Polska z 23-proc. wzrostem kosztów utrzymania mieszkania znajduje się na ósmym miejscu pod względem wysokości podwyżek wśród krajów analizowanych przez Eurostat. Najwyższe wzrosty kosztów odnotowały: Turcja (o 80 proc. rdr), Estonia (65 proc. rdr) i Łotwa (44 proc.). Średnia unijna to wzrost na poziomie 17 proc. rdr.
– Na drugim biegunie mamy natomiast Szwajcarię, Islandię, Luksemburg, Maltę, Francję oraz Finlandię. W tych krajach koszty utrzymania i prowadzenia mieszkania w ciągu ostatniego roku poszły w górę o mniej niż 10 proc. – przekazali eksperci HRE.

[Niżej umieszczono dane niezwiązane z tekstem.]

PR #6, opened 2020-06-14
webdriverio with crossbrowsertesting

jpita:
This branch has one [selenium](https://github.com/SeleniumHQ/selenium) test running with [webdriverio](https://webdriver.io) against [crossbrowsertesting](https://crossbrowsertesting.com) browsers.

This allows us to run tests against a [multitude](https://crossbrowsertesting.com/api/v3/selenium/browsers?format=json) of browsers.

If you have a login for the app you can see the results and video recordings of the tests [here](https://app.crossbrowsertesting.com/selenium/results).

Right now we have tests running for:
* Chrome on Windows
* Firefox on Windows
* Safari on Mac
* Edge on Windows
* Internet Explorer 11 on Windows

In order to add more we just need to create more wdio.BROWSER.conf.js files with the browser capabilities.

The test does the following actions:
* Go to the demo app
* Hover over the link
* Click on the image
* Click on the link
* Check that the new tab opens on the right article

Feel free to submit improvements to the code, it's my first time using both webdriverio and crossbrowsertesting and as we all know my knowledge (and love) of JS is very limited.


.circleci/config.yml
```diff
@@ -6,8 +6,63 @@ jobs:
...
-            npm install
-            npm run build
-            npm run coverage
+            npm install -g --silent gh-pages
+            git config user.email "ci-build@wikimedia.org"
+            git config user.name "ci-build"
+      - run:
+          name: Deploy demo
+          command: |
+            gh-pages --dist demo
```
jpita, line 57: @stephanebisson is this deploying the demo app?
I see this is not on master, I think that's why I branched from #4 .

.circleci/config.yml
```diff
@@ -6,8 +6,63 @@ jobs:
...
+  version: 2
+  build:
+    jobs:
+      - build
+      - update-demo:
+          requires:
+            - build
+          filters:
+            branches:
+              only: master
```
jpita, line 68: if this deploys only on master maybe we can create a new demo page just for tests that deploys on every build?

stephanebisson: Ideally the tests should run against the local version of the code

jpita: The local connection is not reliable enough for us to trust it IMO.
Deploying the code on a test page should be fairly simple, no?

jpita: can we have a test environment to run the tests against?

hueitan: we use github gh-pages serve as the master environment for the demo purpose, unfortunately it doesn't support extra environment. We would need to use local version for the CI test.

hueitan:
can we move all the `wdio.*.conf.js` files under `test/config/` folder, that easier for us to add more test conf in the future and don't get longer in the root directory.

.circleci/config.yml
jpita: 😢

stephanebisson: All PRs need to be tested independently so we would need a distinct environment for each. And we need to be able to clean them up at some point. It's possible but I'm not sure what a simple solution could be.

Testing against local is so much better and simpler. CircleCI has a large collection of images with different browsers. Maybe worth looking if we can find some IEs in there.

Also, when you say the local connection is not reliable, what do you mean, what do you see? Maybe there's something we can do to help it.

jpita: I've opened a support ticket with cbt, it's a problem on their side (they open a tunnel to where the code is running and it doesn't seem to work very well/slow).

If we can run the tests inside circleci would be perfect, I just need to know the exact version of the browser that is running in the image.

jpita:
> can we move all the `wdio.*.conf.js` files under `test/config/` folder, that easier for us to add more test conf in the future and don't get longer in the root directory.

done

jpita:
can you review again?
added more code to set the pass/fail in cbt

test/specs/selenium.js
```diff
@@ -18,4 +20,21 @@ describe('wikipedia preview - ', () => {
...
+    afterEach(async function(){
+        var score=this.currentTest.state.split('ed')[0]
+        try {
+            await axios.put(
+                'https://crossbrowsertesting.com/api/v3/selenium/' + browser.sessionId,
+                {'action': 'set_score', 'score': score },
+                {
+                    auth: {username: browser.config.user, 
+                           password: browser.config.key
+                        }
```
hueitan, line 33: Can you try this? if it works then we don't need to use `axios` dependency

```es6
await fetch('https://crossbrowsertesting.com/api/v3/selenium/' + browser.sessionId, {
    method: 'PUT', 
    headers: {
        'Authorization': 'Basic ' + btoa(`${browser.config.user}:${browser.config.key}`)
    },
    body: JSON.stringify({'action': 'set_score', 'score': score })
})
```

jpita:
current status of the build:

- chrome passes
- edge passes
- safari fails due to cbt tunnel not working
- firefox fails due to cbt tunnel not working 
- IE fails due to a bug in the code

jpita:
@hueitan the unit tests are failing after the merge, can you check what I did wrong?

jpita:
can anyone fix the conflicts for this please?
make sure it is correct because I did a merge before and fixed the conflicts myself.

hueitan:
> can anyone fix the conflicts for this please?
> make sure it is correct because I did a merge before and fixed the conflicts myself.

things completely wrong even after I merge the latest master, why is that?

stephanebisson:
Won't be pursued in the short term.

Najmniejszy – o 5 proc. rok do roku – wzrost kosztów utrzymania domu lub mieszkania odnotowano w Szwajcarii. Zdaniem analityków na wynik tego kraju, choć ceny nośników energii także tam wzrosły o „kilkadziesiąt procent”, złożyły się takie czynniki jak wysokie dochody, silna waluta i miks energetyczny.
– Większość energii Szwajcarzy produkują w elektrowniach wodnych i atomowych – podkreślili analitycy.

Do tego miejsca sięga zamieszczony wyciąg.